I've been like a piece of meat marinating in quality olive oil the past few months. Quietly, I've been soaking in solitude. My re-entry into public civilization has been slow. I have no idea if you've been wondering about me since the delivery of my Lenten reflections found its way to and down the garbage disposal. Or, in other words, my Lenten pilgrimage completely dried up and dissolved into the hot sand of the spiritual desert. This, in fact, might be a good thing and had its purpose. The last thing I want to do is fill a space and someone's inbox with stale, fat-induced words that have no heart in them, letters jumbled together that have no flavor to freshen the spirit of the air. The spirit of you. The spirit of me. The spirit of the world that surrounds us.


Instead of answers and a feeling that I did it right, Lent presented and left me with many questions. Perhaps it was an excellent Lent because I kept adjusting and concluded that my spiritual journey was being refined with the hope that it would be revitalized. Which makes me think of the past several months of this pandemic. What if this time too has been excellent? Because it has been an opportunity to refine, declutter, and rearrange all that is not serving, life-giving, and of love?


I discovered Psalm 66 early on in the pandemic, and I adopted it as my pandemic mantra. I continue to keep it now.

For you, God, tested us; you refined us like silver …

we went through fire and water, but you brought us to a place of abundance.

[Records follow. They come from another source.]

PR #103, opened 2025-07-09
TRA753: StringE – Check if String Contains Between 1 and 3 'e' Characters

haithemhamid:
Implement a method stringE(String str) that returns true if the string contains between 1 and 3 'e' characters (inclusive).

### DIFF
--- a/plag_test_tool/from_Haitham/TRA753.java
+++ b/plag_test_tool/from_Haitham/TRA753.java
@@ -1,0 +1,13 @@
+public class TRA753{
+public static boolean stringE(String str) {
+        char[] subStrings = new char[3];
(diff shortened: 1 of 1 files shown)


EchoCoder20 (changes requested):
Good attempt, but I think there's a misunderstanding of the question. You need to count how many times the character 'e' appears in the string. If it appears more than 3 times, return false; otherwise, return true.

Please test your code with the following cases:

stringE("Hello") → true
stringE("Heelle") → true
stringE("Heelele") → false"

NASSER1221 (approved):
Good

EchoCoder20 (approved):

PR #467, opened 2025-07-28
#tra 1057warmup2-array123 added

sh3tha:
#tra 1057warmup2-array123 added


Ghaida02a (changes requested):
Function name--> it's not advised (do not add numbers)

PR #469, opened 2025-07-28
#TRA-995: warm-up 2. Last2 added

Ghaida02a:
Implemented last2(String str) method:

-If the input string has fewer than 2 characters, returns 0.

-Extracts the last 2 characters of the string.

-Loops through the string (excluding the final 2 characters) and counts how many times the same 2-character pattern appears.


Ghaida02a:
I modified the code

PR #481, opened 2025-07-28
TRA-982: stringTimes Task

kaltham11:
I created a class called JavaFundamental, then I created a function called stringDouble that takes a string and a number.
I used a StringBuilder (named str1) to store the repeated string.
Using a for loop, I appended the original string to str1 n times.
Finally, I returned the result by converting str1 to a string using .toString().


Ghaida02a (changes requested):
Nice work, you could rename str2 to something like result or doubledString—makes it slightly more semantic

Ghaida02a (approved):

PR #482, opened 2025-07-28
warmup2-TRA-981-doubleX added

sh3tha:
Check if first 'x' is immediately followed by another 'x'


Ghaida02a (changes requested):
Make the function name understandable (more descriptive).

On the other side of the fire-death and hate and strained relationships-there has been the baptism of living. With less. Less drama. Less busyness. Less untruth. Less hate. Less shame. Less stuff. Less of anything that weighs me down with a smokey film like a tarnished silver tray. I wonder. What if humanity needed some polishing, but we were so busy doing, accumulating, taking sides, and hurting one another that we couldn't see it? What if this polishing, rubbed with love and a soft plush cloth, was meant to clear our eyes and soften our hearts? So that we can see and feel the good and beautiful in the world more easily. So that it can pierce through our own experience of darkness, whatever it may be. So that we choose to be the light. Which will delight others and light up the world like an abundance of radiant stars in a summer night's sky.